Если бы вы видали гордое выражение розового лица и посиневшего от страха носа! Он бормотал что-то очень невнятное; про… Данте, про «Божественную комедию», эпоху Возрождения, про стишки менестрелей, про кватроченто… Я кусал губы, чтобы не расхохотаться. Редкий идеалист! Святой идеалист! Да ведь как же?! Ничего нет, все вытоптано, выточено, опоганено, выпотрошено, забито, вбито, дохнут с голоду, жрут человечье мясо, нельзя охватить сознанием, что творится… а этот идеалист, в хорьковой шубе, с мраморным умывальником и пружинным матрацем, бредит еще о… Данте, о «Божественной комедии», о кватроченто!.. Рядом стоит поручик Сушкин, в чахотке, бьет его лихорадка, израненный, медик, бросивший лазарет, влившийся в наш полк, оставшийся с нами до конца! Отца его, профессора медицины, комиссары расстреляли, как черносотенца. Рядом – Вася, мальчик совсем, примкнул с Ростова.

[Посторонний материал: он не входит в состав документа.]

PR #83, opened 2025-08-01
Refactor and deduplicate proof logic

lukevalenta:
- Remove duplicate upload_issuers implementations.
- Make ObjectBackend methods parameters more flexible for convenience.
- Rename ProofPreparer -> TlogTileRecorder as this is now used for more than just proofs. (We probably want to move this and PreloadedTlogTileReader to tlog_tiles, but leaving that out of this PR to reduce the diff.)
- Rename SimpleTlogTileReader -> PreloadedTlogTileReader as more descriptive name
- Rename RecordProof -> InclusionProof for consistency with RFC9162 terminology
- Rename TreeProof -> ConsistencyProof for consistency with RFC9162 terminology
- Add `tile_reader_for_indexes` function to deduplicate logic across prove_inclusion, prove_consistency, and read_edge_tiles.
- Use TileHashReader::read_hashes to fetch edge tiles, removing the need for the `read_and_verify_tiles` function and aligning the code more closely to sunlight: https://github.com/FiloSottile/sunlight/blob/409a4d4913368c7e28d012118e567eb1f8c90900/internal/ctlog/ctlog.go#L243.
- Move ProveInclusionQuery/Response structs to mtc frontend worker. Now that prove-inclusion requests are handled without contacting the sequencer, these application-specific endpoints should be defined with the application.

### DIFF
--- a/Cargo.lock
+++ b/Cargo.lock
@@ -898,7 +898,6 @@ dependencies = [
  "serde",
  "serde-wasm-bindgen",
  "serde_bytes",
- "serde_with",
  "sha2",
  "signed_note",
  "static_ct_api",
--- a/crates/ct_worker/src/frontend_worker.rs
+++ b/crates/ct_worker/src/frontend_worker.rs
@@ -3,22 +3,16 @@
 
 //! Entrypoint for the static CT submission APIs.
 
-use std::sync::LazyLock;
-
 use crate::{load_roots, load_signing_key, SequenceMetadata, CONFIG};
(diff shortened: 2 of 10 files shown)


lukevalenta:
@rozbb a big one for you!

lukevalenta:
> This would've been easier to review if you had a separate commit for where you move code around; and the one where you renamed things.

Fair enough! Definitely got into the trap of doing too many things at once in this PR. Thanks for the review!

Его сестер умучили постыдно, расстреляли родителей… Мой чеченец, Мустаф-оглы, благородный, аул его стерли и все в нем стерли. Рядом – семинарист Неаполитанский, мужлан со слезами, бывало, певший «Волною морскою» и восторженно говоривший о древней русской церковной живописи, мечтавший уйти в монахи, «когда очистим». И сын другого профессора, математика, растерзанного в Одессе, сам гениальный математик, штабс-капитан с Георгием, в пещерах крымских в свободную минуту решавший проблемы Лобачевского… И милый, девица нежная, Сеничка, наш поэт, недавно забитый шомполами… И – этот идеалист-чудак, мой профессор!.. Он, бывало, старался подымать души, призывая забыть действительность. Я его сразу понял: не от мира сего?.. Говорил, бывало: «Что может быть выше, господа, такого-то стиха, такой-то песни «Божественной комедии»?! Или: «Представляете ли вы себе, как благородная душа избранного француза находила выход в творчестве вольных трубадуров?! Рыцарь и трубадур… – чудеснейшая гармония духовной избранности!..» Правда, больше цитировал по книжке.